Sid's N T I N S Locker

A Sea Story
by Paul D. Benton   -   ©1997

The U.S. Navy's transition from diesel to steam submarines had been steadily marching along, although not in quick step, for nearly ten years. However, there were two items of which the new nuclear powered submarines never had enough: experienced submarine qualified operating engineers, and electrical shore power. This combination of shortages made awakening the tiger caged within their reactors very interesting for the nukes.

Personnel shortages, in the duty section which had the chore of "lighting off" were filled by qualified operating engineers who had been volunteered to stand watch and assist as necessary until a turbine generator was securely on line. The volunteers were then released, but only to return with all other nukes several hours before the boat's scheduled underway time.

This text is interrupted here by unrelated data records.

Issue #849, opened 2026-06-11
Conversation overlay follow-ups (from #842 self-review)


kristofferremback:
Items deliberately left out of #842 (conversation overlay + corrections), noted in the merge-time self-review. None were blocking; only the first has a data footprint.

- [ ] **Empty conversations after corrections.** Moving a conversation's only message out leaves an empty conversation. It disappears from the in-view panel (no rows on screen) but stays in the conversations list and the correction picker — which conveniently makes it an undo target. If corrections get heavy use, decide on cleanup/archival semantics (e.g. archive on empty, or let staleness age it out).
- [ ] **Pending spinner tracks only the latest in-flight correction.** `pendingMessageId` comes from the single TanStack mutation's `variables`; two rapid corrections on different messages show the pending affordance only on the second. Cosmetic — consider a per-message pending set.
- [ ] **History asymmetry on overlay toggle.** The header split button pushes a history entry (`setSearchParams` default) while the panel's X uses `replace: true`. Back-button behavior differs depending on how the overlay was closed; pick one.
- [ ] **Split-button chevron is a 20px touch target.** `h-8 w-5` works with a mouse but is fiddly on touch. Consider widening on mobile or moving the conversations-list entry elsewhere for touch.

TRITON had finally gotten some time alongside the submarine tender ORION at the D and S piers in Norfolk. She had recently changed home ports from New London to Norfolk, but did not have a stand down to allow the brown baggers to move their families down from New London. Nuclear powered submarines were in great demand, and the needs of the Navy came first. With twin reactors and engine rooms to match, she had such an insatiable thirst for electrical power, even after her reactors were shutdown, that it could only be satisfied by ORION with her extra diesel generators. She would stand down for several days over a weekend and some of the crew would be able to move their families down from Connecticut.

While alongside ORION, TRITON was honored by the Commander Submarines Atlantic Fleet, Admiral Grenfell, having been selected as his Flagship she would fly his flag. Nonetheless, as the stand down neared an end word came from the Admiral himself, that he would ride in TRITON to San Juan. Admiral Grenfell was a submariner's, submariner. He was one of the few remaining active duty Admirals to have served in, commanded, and fought in submarines during WW II. He had also been Commander Submarines Pacific Fleet, and had an abiding personal interest in the welfare of his men. There were many WW II submarine veterans whom Grenfell called by their first names. Any submariner, in either fleet, would have been proud to ride with this venerable undersea warrior.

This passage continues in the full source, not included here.